[Stored data entries]
PR #3574, opened 2018-01-19
Fixes #3573 Unexpected error analysis/debug interactive

### LINKED ISSUE #3573: Unexpected error analysis/debug interactive
In design mode, I closed my output window which brought my debug interactive window to the front, and produced this error. I was able to repro that a second time.

[Window Title]
devenv.exe

[Main Instruction]
An unexpected error occurred

[Content]
Please press Ctrl+C to copy the contents of this dialog and report this error to our issue tracker.

[^] Hide details  [Close]

[Expanded Information]
```
Build: 3.0.18018.1

System.NullReferenceException: Object reference not set to an instance of an object.
   at Microsoft.PythonTools.Intellisense.AnalysisEntryService.TryGetAnalyzer(ITextBuffer textBuffer, ProjectAnalyzer& analyzer, String& filename)
   at Microsoft.PythonTools.Intellisense.IntellisenseController.<AnalyzeBufferAsync>d__22.MoveNext()
   at Microsoft.PythonTools.Intellisense.IntellisenseController.<ConnectSubjectBufferAsync>d__23.MoveNext()
   at Microsoft.PythonTools.Infrastructure.VSTaskExtensions.<HandleAllExceptions>d__5.MoveNext()
```

zooba:
Fixes #3573 Unexpected error analysis/debug interactive
Ensures DocumentUri is checked for null

### DIFF
--- a/Python/Product/PythonTools/PythonTools/Repl/PythonCommonInteractiveEvaluator.cs
+++ b/Python/Product/PythonTools/PythonTools/Repl/PythonCommonInteractiveEvaluator.cs
@@ -184,7 +184,13 @@ namespace Microsoft.PythonTools.Repl {
         }
 
         public virtual Uri DocumentUri { get => _documentUri; protected set => _documentUri = value; }
-        public virtual Uri NextDocumentUri() => new Uri(DocumentUri, $"#{++_nextDocumentIndex}");
+        public virtual Uri NextDocumentUri() {
+            var d = DocumentUri;
+            if (d != null) {
+                return new Uri(d, $"#{++_nextDocumentIndex}");
+            }
+            return null;
+        }
 
         internal void WriteOutput(string text, bool addNewline = true) {
             var wnd = CurrentWindow;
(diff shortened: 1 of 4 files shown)


Python/Product/PythonTools/PythonTools/Repl/PythonCommonInteractiveEvaluator.cs
```diff
@@ -184,7 +184,13 @@ internal abstract class PythonCommonInteractiveEvaluator :
         }
 
         public virtual Uri DocumentUri { get => _documentUri; protected set => _documentUri = value; }
-        public virtual Uri NextDocumentUri() => new Uri(DocumentUri, $"#{++_nextDocumentIndex}");
+        public virtual Uri NextDocumentUri() {
+            var d = DocumentUri;
+            if (d != null) {
+                return new Uri(d, $"#{++_nextDocumentIndex}");
+            }
+            return null;
```
huguesv: I'm trying to find out what will happen when this returns `null`.

`PythonTextBufferInfo.DocumentUri` would return `null`.

That's used in `IntellisenseController.AnalyzerBufferAsync` and passed to `ProjectAnalyzer.AnalyzeFileAsync`, which will throw ANE,

It will be caught with `HandleAllException` in `IntellisenseController..ConnectSubjectBuffer` but that's going to log the error?

Probably not the right thing to do since debug repl is not an unexpected/exceptional case? We should avoid calling into `AnalyzeFileAsync` in the first place?

zooba: Probably. If we don't have a document URI then we really shouldn't be analyzing anything. The tricky part is making sure that it doesn't get cached and never updated when you start debugging. I'll take a closer look this afternoon.

zooba:
Turns out it wasn't a good idea to return the active frame here, as we currently have no concept of "analysis in this document without editing it". So I just switched back to the default (auto-generated) URI and handle the `null` case.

= DESCRIPTION OF THE TASK =
The word "will" appears on some lines of the data above; say how many such lines there are, with nothing else.

= ANSWER TO THE PROBLEM =
3